Origins, ideas, and praxis*
Lam Peng Er
The Fukuda Doctrine is postwar Japan’s first codification of its foreign policy principles towards Southeast Asia. When then Foreign Minister Aso Taro visited Manila in July 2006, he reiterated that the Fukuda Doctrine is Tokyo’s foreign policy “blueprint” for the region.1 Earlier, when former Prime Minister Koizumi Junichiro declared a Japan–ASEAN Comprehensive Economic Partnership, he too cited the Fukuda Doctrine as Tokyo’s guiding principles for its regional role.2 Simply put, the Fukuda Doctrine is the official framework of Tokyo’s relations with Southeast Asia spanning both the Cold and post-Cold War epochs. This chapter seeks to evaluate whether the Fukuda Doctrine still is significant after the end of the Cold War, an era considerably different from the 1970s when the Doctrine was first formulated. Moreover, is it still relevant after the Democratic Party of Japan (DPJ) ended 54 years of Liberal Democratic Party (LDP) rule in 2009?

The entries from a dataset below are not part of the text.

PR #15788, opened 2024-02-12
Catch errors attempting to access `document.cookie`

minrk:
behave as if cookie is empty if cookie cannot be read for sandbox reasons.

Attempting to access `document.cookie` can raise SecurityError if page is served with `Content-Security-Policy: sandbox`. Because this is accessed unconditionally, ~any page with JupyterLab js served with CSP sandbox crashes when attempting to build URLs instead of behaving as if xsrf token is unknown.

## References

[CSP: sandbox](https://developer.mozilla.org/en-US/docs/Web/HTTP/Headers/Content-Security-Policy/sandbox)

## Code changes

If accessing `document.cookie` throws an error, behave as if cookie is empty, rather than error.

## User-facing changes

Loading JupyterLab javascript should no longer crash when loaded in a page with CSP: Sandbox. XSRF token will be unavailable, but is not required.

None

### DIFF
--- a/packages/services/src/serverconnection.ts
+++ b/packages/services/src/serverconnection.ts
@@ -306,7 +306,7 @@ namespace Private {
       authenticated = true;
       request.headers.append('Authorization', `token ${settings.token}`);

This chapter first asks: what is the Fukuda Doctrine? Why and how was it forged? Next is an analysis whether Tokyo has “operationalized” the Doctrine in post-Cold War Southeast Asia. Following that is an assessment of the Fukuda Doctrine’s efficacy in the years ahead. The central claim is that the Fukuda Doctrine still is important as a basic framework for Tokyo’s relations with Southeast Asia after the Cold War’s end and that its application is mutually beneficial. Indeed, the Fukuda Doctrine began as a set of ideas and has become a “praxis” in Japan’s foreign policy.3 However, Japan and ASEAN (Association of Southeast Asian Nations) today are facing a new set of challenges not envisaged when the Fukuda Doctrine was first forged: bridging the developmental gap between the richer and poorer ASEAN states; building an East Asian Community (EAC) in the long run; ensuring the safety of the sea lanes; the consolidation of peace in areas which suffered from internal conflict (Cambodia, Mindanao in the Philippines, Aceh in Indonesia, and East Timor); and environmental protection especially climate change. Moreover, Tokyo today is playing an active role in the security architecture of Southeast Asia—a dimension not touched upon by the Fukuda Doctrine. Nevertheless, this chapter argues that the essence of the Doctrine—a “heart-to-heart” relationship—is a principle and norm which should be applied not only to Japan–Southeast Asian relations but also Japan–China– Korea ties to secure a historical reconciliation and underpin an insipient East Asian regionalism.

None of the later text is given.